= Beginning of Section =

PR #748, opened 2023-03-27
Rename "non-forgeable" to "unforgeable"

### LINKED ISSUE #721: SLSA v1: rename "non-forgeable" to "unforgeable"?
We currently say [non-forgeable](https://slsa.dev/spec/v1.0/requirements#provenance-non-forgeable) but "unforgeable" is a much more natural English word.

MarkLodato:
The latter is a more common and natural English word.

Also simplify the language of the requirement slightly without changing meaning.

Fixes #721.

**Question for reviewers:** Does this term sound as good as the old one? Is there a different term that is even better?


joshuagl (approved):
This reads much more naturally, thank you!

= End of Section =
= Beginning of Section =

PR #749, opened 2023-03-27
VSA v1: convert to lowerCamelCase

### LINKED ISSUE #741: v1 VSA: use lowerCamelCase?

= End of Section =

EXERCISE REQUIREMENTS> Beginning with the line containing "Also simplify the" in the material above, copy every line exactly until you have copied the line containing "This reads much more naturally, thank you!".

RESPONSE AREA>
Also simplify the language of the requirement slightly without changing meaning.

Fixes #721.

**Question for reviewers:** Does this term sound as good as the old one? Is there a different term that is even better?


joshuagl (approved):
This reads much more naturally, thank you!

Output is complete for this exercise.